- Directed by: Priit Pärn
- Screenplay by: Priit Pärn
- Cinematography: Janno Põldma
- Edited by: Olev Remsu
- Music by: Olav Ehala
- Distributed by: Tallinnfilm
- Release dates: May 20, 1985 (Estonia); November 11, 1985 (CINANIMA festival, Portugal); March 1987 (Finland);
- Running time: 9 minutes
- Countries: Estonia; Soviet Union;
- Language: Estonian

= Time Out (1984 film) =

1984 film directed by Priit Pärn

Time Out (original title Aeg Maha) is a 1984 Estonian animated short film. It was directed by Priit Pärn and produced by Tallinnfilm.

== Plot ==
The film is about a cat who loses his time, trying to do many things simultaneously and fails at everything. After that, time breaks apart, and he travels to the world of the infinite absurd.

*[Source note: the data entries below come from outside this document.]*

PR #803, opened 2022-07-04
fix(docs): removing line wrong redirecting to cra guide

nishu-murmu:
Closes # 

## 📝 Description
Removing the last line telling us if we want to generate cra template from scratch. The link is also wrong.

No


noobinthisgame (approved):
Good catch @nishu-murmu ! We missed that one when merging both pages.

PR #810, opened 2022-07-05
fix(docs): update tailwind dark mode information

Spikatrix:
## 📝 Description

Tailwind dark mode is [enabled by default](https://tailwindcss.com/docs/upgrade-guide#remove-dark-mode-configuration) from Tailwind v3 onwards. They use the new JIT compiler so file size is no longer a concern.

Docs mention that tailwind dark mode needs to be explicitly enabled

## 🚀 New behavior

Removed the part where the docs mention that tailwind dark mode needs to be explicitly enabled as this is no longer the case

No

## 📝 Additional Information

None


noobinthisgame (approved):
Thanks @Spikatrix!

PR #959, opened 2022-08-30
Update style-props.mdx to match overflow props to correct CSS props

jonahallibone:
Closes # 

## 📝 Description

> Add a brief description

Fix `overflowX` and `overflowY` to match the correct `overflow-*` css props


nikolovlazar:
Good catch, @jonahallibone! Thanks for opening the PR 🙌

PR #1002, opened 2022-09-20
docs: remix guide color mode ssr enhancement

alexinfurs:
## 📝 Description

This PR improves Color Mode SSR with Remix.run

Currently, cookies are loaded within loader, so if you switch the theme and then do a client routing, it switches again to the previous theme
Also, the server doesn't include the relevant classes to html and body tags, so if you disable JavaScript the theme is not correctly rendered

## 🚀 New behavior

With this PR, cookies are overridden on the client side to avoid unwanted theme switch and the server adds classes to html and body tags to correctly render the theme without JavaScript enabled in the client.

No


content/getting-started/remix-guide.mdx
```diff
@@ -313,23 +314,90 @@ export const loader: LoaderFunction = async ({ request }) => {
...
-        }>
-        [...]
+  <html
+    lang="en"
+    {...(colorMode
+      ? {
+          "data-theme": colorMode,
+          "style": { colorScheme: colorMode },
+        }
+      : null)}
```
aacevski, line 363:
```suggestion
    {...colorMode
      && {
          "data-theme": colorMode,
          "style": { colorScheme: colorMode },
        }
      }
```

content/getting-started/remix-guide.mdx
```diff
@@ -313,23 +314,90 @@ export const loader: LoaderFunction = async ({ request }) => {
...
+          key={key}
+          data-emotion={`${key} ${ids.join(" ")}`}
+          dangerouslySetInnerHTML={{ __html: css }}
+        />
+      ))}
+    </head>
+    <body  
+      { ...(colorMode ? {
+        className: `chakra-ui-${colorMode}`
+      } : null )}
```
aacevski, line 379:
```suggestion
      {...colorMode && {
        className: `chakra-ui-${colorMode}`
      }}
```

aacevski (changes requested):
Hey @alexinfurs, sorry for leaving this PR stale for so long, this looks great. I just have one thing that we could add. Instead of the last part for community boilerplates, we could replace it with a CodeSandbox example and we can see how Chakra UI works with Remix in one rounded example.

aacevski:
One more question, why aren't we using hydrateRoot like in the official Remix guide? Maybe we should update.

alexinfurs:
I made just the minimal changes from the previous guide.
We definitely should update here, I already updated my projects to hydrateRoot and renderToPipeableStream to take advantages from React 18 streaming feature

aacevski (approved):

PR #1014, opened 2022-09-26
Added useDisclosure

robert-s-hogan:
Not sure if this is helpful.  I find myself forgetting to import useDisclosure with the rest of the modal components.  If this doesn't apply, no worries. 😄

Closes # 

## 📝 Description

> Add a brief description

## 🚀 New behavior


nikolovlazar (commented):
Sure thing @robert-s-hogan! We should also update the sentence above the list to reflect on the addition, something like

> Chakra UI exports 7 components to help you create any modal dialog. Additionally, you can use the `useDisclosure` hook to control when the modal shows/hides.

noobinthisgame (changes requested):
The actual import command needs an update as well to reflect that change :) Otherwise good Idea!

PR #1018, opened 2022-09-28
feat: add internalization

### LINKED ISSUE #475: docs(i18n): Add translation mechanism
### Description

Chinese documentation is so important ! 

### Problem Statement/Justification

There are a large number of developers in China who are limited by their English level and cannot use many advanced and powerful libraries.

### Proposed Solution or API

good

### Alternatives

_No response_

### Additional Information

_No response_

### Proposed workflow
- [ ] Check if localization works
- [ ] Check the language switcher
- [ ] Bring back the i18n config in Next.js
- [ ] Create a new LOCALIZATION.md document that outlines how to contribute to the localization
- [ ] Create a new folder in `i18n` to keep the alternative-language docs
- [ ] Modify the `getStaticProps`, get the `locale` property from the `ctx` and return the corresponding `mdx` file
- [ ] Figure out a way to notify translations when changes occur in the existing English pages

noobinthisgame:
Closes #475 

## 📝 Description

To address the need of internalization for our docs I figured out a way to provide multiple language support for all components and docs pages. I tried to keep the structure straight forward for contributors.

The content folder now splits up in the different locale sub folders e.g. "de", "en", etc. Additionally we have a `locales` folder, which has the same folder structure, with all strings we are using in our components and pages that are not in the content folder. (index.tsx, team.tsx for example)

Based on the local chosen by the user we have new application routes prefixed with the locale "/de/docs/components..." . Except for the "en" locale as it is the default one.

Only english was supported.

## 🚀 New behavior

Multiple languages can be added and toggled via a select on the homepage.

No breaking changes are introduced for users, as for the default locale no paths changed

## 📝 Additional Information

It would be nice to use a tool like crowdin to manager our translations. Otherwise it's going to be hard to keep an overview.

Open todos:

- [x] Enable locales for blog
- [x] Enable locales for changelog
- [x] Enable locales for community
- [x] Enable locales for getting-started
- [x] Enable locales for components
- [x] Polish language select
- [x] Refactor global locals and split up in files


noobinthisgame:
@nikolovlazar and @segunadebayo feel free to leave some thoughts here.

src/components/header.tsx
```diff
@@ -64,6 +65,11 @@ function HeaderContent() {
             flexShrink={0}
             display={{ base: 'none', md: 'flex' }}
           />
+          <LanguageSwitcher
+            width='auto'
+            flexShrink={0}
+            display={{ base: 'none', md: 'flex' }}
+          />
```
aacevski, line 72: To be fair I would style the language switcher to look a little better, It looks a little too small. 
image

This is what I found from searching on the web.

src/components/language-switcher.tsx
```diff
@@ -0,0 +1,39 @@
+import { Select, SelectProps } from '@chakra-ui/react'
+import { useRouter } from 'next/router'
+
+const languages = [
+  { label: '🇬🇧', value: 'en' },
+  { label: '🇩🇪', value: 'de' },
+]
```
aacevski, line 7: What if we have the whole names of the language instead instead of GB/DE? Also to me `EN` makes more sense since GB more reminds me of the country rather than the language.

aacevski (changes requested):
Since this PR is too big I will write down the issues I found while testing:
- Component showcase links are broken in German
- Searching components doesn't work in German

Other than that, everything worked okay for me. Kudos on the amazing work!

src/components/header.tsx
noobinthisgame: I will do so :) Glad you pointed it out. I was unsure whether to have text or icons.

src/components/language-switcher.tsx
noobinthisgame: The short form here is a convention for localization. It's the most convienient way to work with it.

noobinthisgame:
Good catches I'll have a look at those issues.

aacevski (changes requested):
Hey, great job man! All my comments have been resolved and I love the look! Just one small issue, when I'm on mobile the language picker doesn't seem to work, it just changes the color mode:
brave_1MjfYZrNjf

aacevski (approved):

segunadebayo:
Thanks for working on this @noobinthisgame.

I'm weary about the sheer amount of work required to get the translations done. A part of me feels like we're not ready for this, given the manpower we have.

I'd love to keep this solution, though, 'coz I like the approach. Given the other projects in the pipeline, I don't know if we need to have this right away.

Let's chat about this.

noobinthisgame:
@segunadebayo I feel the same about it. Reason why it is not merged yet. We can have a chat about it.

Glad you like this approach :)

For new projects having translating infrastructure early on would be beneficial (if we aim for translated content), as translation will be a community effort and take time.

noobinthisgame:
Closing this to keep it as reference

PR #601, opened 2025-11-06
feat: Add get_id to PersonId

k88hudson-cfa:


k88hudson-cfa:
I think as long as people aren't creating PersonIds I don't think there's too much danger here – what are you thinking of? I Getting direct access to the index is turning out to be pretty important for optimizing output-related things / some data structures

RobertJacobsonCDC:
# Can we achieve what we want by providing one or two primitive data structures?

I should have put these comments in this thread:

What if we provide a primitive like this? 
https://github.com/RobertJacobsonCDC/ixa-entities/blob/EntityKeyedMap/src/EntityKeyedMap.rs

Seems to me you'd have two use cases:

1. **When you want `EntityKeyedMap<E: Entity, T>` to be `Vec<T>`-like.**  
   In this use case you could have it deref to a `Vec<T>`.  Technically, that would leak the inner `usize` of `EntityId<E>`, but not in a very useful way,  so it strikes me as a reasonable compromise.  You get and set using `EntityId<E>`, but you can then operate on the `T` values themselves  without regard to their corresponding `EntityId<E>`.

2. **When you want `EntityKeyedMap<E: Entity, T>` to be `HashMap<EntityId<E>, T>`-like.**  
   In this case you'd wrap a `Vec<Option<T>>` instead so that keys could be absent (empty slots).

The [`PropertyValueStore`](https://github.com/RobertJacobsonCDC/ixa-entities/blob/EntityKeyedMap/src/property_value_store.rs) in the in-progress Entities implementation acts like a `HashMap<EntityId<E>, T>`,  but it wraps a [`ValueVec`](https://github.com/RobertJacobsonCDC/ixa-entities/blob/EntityKeyedMap/src/value_vec.rs) and so requires `T: Copy`, which is more restrictive than you want.

PR #615, opened 2025-11-24
chore: Add periodic counts benchmark for performance testing of add_p…

cdc-as81:
…eriodic_report


ixa-bench/src/reference_sir/bench.rs
```diff
@@ -3,6 +3,7 @@ use crate::hyperfine_group;
 
 fn build_params() -> Parameters {
     ParametersBuilder::default()
+        // when increasing population also increase max_time accordingly.
```
k88hudson-cfa: I don't really understand this comment, do you mean reduce it so the run time is lower?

In the end, all returns to its place and problems.

== Production ==
- The director himself uses his own hands in the "time breaks up" scene.
- The ship's name "Julia" is an author-related easter egg, linking to his previous cartoon "Triangle".
- The statue was supposed to be Vladimir Lenin, but of course was censored.

== Reception ==
The film was given a 1985 Varna World Animation Film Festival award.